What you need to do: Working from the listing below, pick each line containing the word "email" and copy it.

Provided records:
PR #289, opened 2020-12-30
update for MT fixes

isaacsas:


Project.toml
```diff
@@ -1,6 +1,6 @@
 name = "Catalyst"
 uuid = "479239e8-5488-4da2-87a7-35f2df7eef83"
-version = "6.2.0"
+version = "6.2.1"
```
ChrisRackauckas, line 3: I think dependency changes require a minor bump.

ChrisRackauckas, line 3:
```suggestion
version = "6.3.0"
```

isaacsas: Yeah, I wasn't sure. When I googled about it the semver repo issue I looked at seemed to indicate it is ok to bump like I did if the API on our end hasn't changed, but it seemed a bit iffy there too...

PR #1086, opened 2022-09-16
Replace Violet Fog mapping tool

gausie:
I was doing some astral mushrooming recently and wanted to explore the Violet Fog, but the tooling that once existed doesn't really anymore. So I made my own, this time built into the relay browser.

* Remove dead links for and code to support Violet Fog mapper
* Add local mapper that should never go away
* Add tests for existing code and new code

This new mapper is a little different to the old one and perhaps not as pretty but it is a lot easier to code 😅. More importantly, it is more interactive! You can:

* Hover over the nodes to see what the name of the choice is
* Click on the nodes to open the wiki page for that choice
* Hover over the arrows to see what choice they refer to

Here's what it looks like:

Screenshot 2022-09-16 at 21 03 26


gausie:
Ok I've added a legend to the bottom of the map and I think that makes it ready to roll
Screenshot 2022-09-16 at 21 53 31

midgleyc (approved):
Much better than a broken map!

Our other external dependency is the Wumpinator, which is fortunately still up for now.

Veracity0:
Wumpus was down for a while. Gemelli has not been on KoL for a while and feesher.com apparently was no longer online.

I could swear I've exchanged email with Gemelli before, but could not find it.

It struck me that I bet fewyn would be willing to host it, if we could get the code, so I reached out to CDM to ask if he knew how to contact Gemelli. I mentioned the issue and gave him my (real) name and email and asked if he could forward them along.

Never got a response from either of those two, but the Wumpinator is back online. For now.

gausie:
I'd be happy to improve this to being as good as the Gemelli map to be honest. I can basically make an SVG in the right shape and just get mafia to change the colors of specific objects inside it. I just didn't want to make the SVG!

I think in reality despite being less pretty it is just as if not more easy to use.

gausie:
It occurs to me that I could do that for the wumpinator and bring it in house, which I am also tempted to do

PR #1089, opened 2022-09-17
fix: limit_mode for none must be empty

midgleyc:
#1084 broke ChIT, which assumes the result of `limit_mode` for no limit mode must be "", but it is instead "0".


gausie:
I really think this isn't right. We should keep it as 0 - the official key we get from KoL servers - and add a getASHName instance function to LimitMode that returns "" when the enum is LimitMode.NONE, and use that in limit_mode().

midgleyc:
"0" isn't the key, though. The key is an integer -- 0.

I'd rather change the API code to something like

```
    Object lmo = JSON.get("limitmode");
    if (lmo instanceof Integer && lmo.equals(0)) {
      KoLCharacter.setLimitMode(LimitMode.NONE);
    } else {
      KoLCharacter.setLimitMode(lmo.toString());
    }
```

and add UNKNOWN for an unknown string.

gausie:
> "0" isn't the key, though. The key is an integer -- 0.
> 
> I'd rather change the API code to something like
> 
> ```
>     Object lmo = JSON.get("limitmode");
>     if (lmo instanceof Integer && lmo.equals(0)) {
>       KoLCharacter.setLimitMode(LimitMode.NONE);
>     } else {
>       KoLCharacter.setLimitMode(lmo.toString());
>     }
> ```
> 
> and add UNKNOWN for an unknown string.

This works with me

src/net/sourceforge/kolmafia/request/CharPaneRequest.java
```diff
@@ -1559,7 +1559,11 @@ public static final void parseStatus(final JSONObject JSON) throws JSONException
     }
 
     Object lmo = JSON.get("limitmode");
-    KoLCharacter.setLimitMode(lmo.toString());
+    if (lmo instanceof Integer && lmo.equals(0)) {
+      KoLCharacter.setLimitMode(LimitMode.NONE);
+    } else {
+      KoLCharacter.setLimitMode(lmo.toString());
```
gausie, line 1565: We should probably instanceof string check here and error out otherwise. And add a coverage test to this slice of the code too, why not

gausie (approved):

src/net/sourceforge/kolmafia/request/CharPaneRequest.java
midgleyc: aye, will merge here and follow-up.

PR #1091, opened 2022-09-17
Fix transitivity of Value#compareTo.

heeheehee-kolmafia:
This is breaking certain map operations.

https://kolmafia.us/threads/6445/page-115#post-169713

For instance:

- the darkness (blind) > fired-up Knob Goblin King (string comparison)
- the darkness (blind) < zombie waltzers (string comparison)
- zombie waltzers < fired-up Knob Goblin King (id comparison)

There is still... special breakage with how we handle Ed the Undying (which has some special fix-up in MonsterDatabase), although the fix isn't superficial.

Note that I removed various comparisons of mixed Types. I do not think these are exercised in real code because Operator will perform coercions such that the resulting types are sufficiently similar.


midgleyc:
This change means that `"150" == 150` is no longer true, which I think at least one script was relying on.

Instead, can we order monsters by id, then string? I don't think anything relies on the string ordering (though I may be proven wrong).

And also:

```
> ash (150 == "150")

Cannot apply operator == to 150 (int) and 150 (string) (char 2 to char 14)
Internal error: left hand side and right hand side do not correspond ()
Returned: void

> ash ("150" == 150)

Returned: true
```

This is plain odd! Equality isn't symmetric.

heeheehee-kolmafia:
> Instead, can we order monsters by id, then string? I don't think anything relies on the string ordering (though I may be proven wrong).

By that, do you mean add a special case to bypass all of the isStringLike() logic, as we do for VYKEA_TYPE? We currently only use the string ordering as a fallback if monster id == 0. The problem arises when we compare a monster with id == 0 with one with id != 0.

> This is plain odd! Equality isn't symmetric. It wasn't before this PR, either (but the latter comparison was true).

This reads to me like an issue with how we do coercion.

Anyways, I'll think about this a little more.

midgleyc (approved):

PR #1094, opened 2022-09-18
Fix serialization of Ed the Undying's forms.

heeheehee-kolmafia:
MonsterDatabase has special handling for Ed's forms such that they all have the same nonzero id. This has two consequences in the current implementation:

1. Ed's forms are all == to each other. This has unexpected results when inserting multiple forms into the same map.

2. Attempting to write any of Ed's forms via map_to_file will look up the Monster with id=473, namely $monster[Ed the Undying].

This commit addresses both of those cases.


gausie (approved):
Thanks h³, looks great

PR #1095, opened 2022-09-18
feat: add a link to the chaosthetician

midgleyc:
Provide a link to go directly to the Chaosthetician when you get the message indicating you're full up on research.


jaadams5 (approved):

jaadams5:
Do we have any support for this for automated adventuring?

Answer below:
I could swear I've exchanged email with Gemelli before, but could not find it.
It struck me that I bet fewyn would be willing to host it, if we could get the code, so I reached out to CDM to ask if he knew how to contact Gemelli. I mentioned the issue and gave him my (real) name and email and asked if he could forward them along.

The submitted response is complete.